The conviction led to heated charges in the 2006 gubernatorial campaign, with Republican candidate Mark Green proposing ethical reforms if elected and pro-Green political groups running television ads criticizing Doyle and tying him to Thompson. Democratic Party state chair Joe Wineke called the attacks "dishonest" and "hypocritical" and said that they were an attempt to distract voters from campaign contribution problems of Green.

===Conviction reversed===
A panel of judges from the United States Court of Appeals for the Seventh Circuit immediately reversed Thompson's conviction on hearing oral arguments in the case on April 5, 2007. Without waiting until completion of a written decision, the judges ordered that Thompson be released from Federal Correctional Institution, Pekin in Pekin, Illinois without delay. Judge Diane Wood called the prosecution's evidence "beyond thin." During oral arguments, the judges had pointedly questioned the Assistant U.S. Attorney defending the appeal, asking why Doyle or Adelman were not prosecuted, one asking, "Am I missing something?" Of the bid-scoring formula, another opined, "Because they flunked high school math doesn't mean a felony was committed." Gov. Doyle, on hearing the news, said she was entitled to her job back, and said he looked forward to meeting her for the first time.

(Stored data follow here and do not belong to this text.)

Issue #284, opened 2024-10-24
Support "dispositions" domain


mogoodrich:
The EMR API module expects a "dispositionConfig.json" file to be present in order to configure it's disposition handling logic.

Currently, the two main ways to set up this file are installing it on the classpath or setting it up programmatically.

We'd like to set this up via Iniz... specifically, if there is a "*.json" file in the "configuration/dispositions" directory, this should be loaded as the dispositions configuration file.

mogoodrich:
PR here: https://github.com/mekomsolutions/openmrs-module-initializer/pull/285

PR #285, opened 2024-10-24
[#284] - Support "dispositions" domain

mogoodrich:
https://github.com/mekomsolutions/openmrs-module-initializer/issues/284


pom.xml
```diff
@@ -66,6 +66,7 @@
         <bahmniIeAppsVersion>1.1.0</bahmniIeAppsVersion>
         <bahmniCoreVersion>0.93-1.1.0</bahmniCoreVersion>
         <cohortModuleVersion>3.5.0</cohortModuleVersion>
+        <emrapiModuleVersion>2.1.0-SNAPSHOT</emrapiModuleVersion>
```
mogoodrich, line 69: Right now we need a change I just made in EMR-API... once that is approved, I can merge and release 2.1.0 and update here before merging this in.

mseaton: Do we?  See my comment above...

api/src/main/java/org/openmrs/module/initializer/api/loaders/DispositionsLoader.java
```diff
@@ -0,0 +1,50 @@
...
+	}
+	
+	@Override
+	protected void load(File file) throws Exception {
+		if (fileFound) {
+			throw new IllegalArgumentException(
+			        "Multiple disposition files found in the disposition configuration directory.");
+		}
+		fileFound = true;
+		dispositionService.setDispositionConfig("file:" + file.getAbsolutePath());
```
mseaton, line 42: We should be able to relativize this path to the application data directory using `Path.relativize`, and then set that the dispositionConfig as expected.  We have made some efforts in the past due to security issues to not allow passing in files outside of the application data directory, so I think it's fine to expect/require any file to be relative to this location.

Then, this does not need to depend on the latest snapshot of emrapi, it can support versions going way back.

mogoodrich: this makes sense, working on this now.

api/src/main/java/org/openmrs/module/initializer/api/InitializerService.java
```diff
@@ -20,6 +21,11 @@
 
 public interface InitializerService extends OpenmrsService {
 	
+	/**
+	 * @return A Path object representing the base path of the application data directory
+	 */
+	Path getBasePath();
```
mogoodrich, line 27: This is a public method in the InitializerServiceImpl that I wanted to use, but it wasn't on the interface for some reason, so I added it... I can certainly go about this another way if there is a reason it wasn't exposed on the interface.

api/src/main/java/org/openmrs/module/initializer/api/loaders/DispositionsLoader.java
```diff
@@ -0,0 +1,50 @@
...
+	}
+	
+	@Override
+	protected void load(File file) throws Exception {
+		if (fileFound) {
+			throw new IllegalArgumentException(
+			        "Multiple disposition files found in the disposition configuration directory.");
+		}
+		fileFound = true;
+		dispositionService.setDispositionConfig("file:" + iniz.getBasePath().relativize(file.toPath()));
```
mogoodrich, line 42: LMK if this looks like the right way to do this.

pom.xml
```diff
@@ -66,6 +66,7 @@
         <bahmniIeAppsVersion>1.1.0</bahmniIeAppsVersion>
         <bahmniCoreVersion>0.93-1.1.0</bahmniCoreVersion>
         <cohortModuleVersion>3.5.0</cohortModuleVersion>
+        <emrapiModuleVersion>2.0.0</emrapiModuleVersion>
```
mogoodrich, line 69: We could likely go lower than this if we want, but tests were failing with versions lower than this with autowire issue.  Assumedly could fix by including emrapi-api-x.x.x submodules that were removed in EMR API 2.0.0, but didn't seem worth it.  We want to encourage people to update to 2.0.0.

api/src/main/java/org/openmrs/module/initializer/api/loaders/DispositionsLoader.java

According to her attorney, the prosecution and conviction cost Thompson over $300,000, including lost pay, her savings, her condo, and her pension, which she cashed in to pay for her legal defense. Democrats asked whether U.S. Attorney Biskupic was pressured by the White House or the Justice Department to prosecute Democrats, as other U.S. Attorneys allegedly were in the Bush administration Dismissal of U.S. attorneys controversy. Jurors defended their verdict, and some Democrats, including former Wisconsin Attorney General Peg Lautenschlager, who conducted a parallel investigation, said that Biskupic was not politically motivated. Thompson made no statement to the media.

On April 10, Congresswoman Tammy Baldwin of Madison called on her colleagues to investigate the Thompson case as part of the overall U.S. Attorneys dismissal controversy. The Senate Judiciary Committee delivered a letter to United States Attorney General Alberto Gonzales asking for documents in the case.

The Court of Appeals issued its written opinion in United States v. Thompson on April 20, 2007. The Wisconsin Department of Administration also announced that Thompson had been reinstated at her old salary but in a different job, and she would receive back pay dating from her resignation. She would also be eligible for reimbursement for legal expenses, but she would have to file a claim. By March 5, 2008, both houses of the state legislature voted without dissent to reimburse Thompson $228,792 in legal expenses.

== Awards and recognition ==
In 2008, after returning to her state job, Thompson was recognized with an Honorable Mention for the Virginia Hart Special Recognition Award from the Office of State Employee Relations, a privately funded award given each year "for exemplary performance and contribution to the citizens of the state."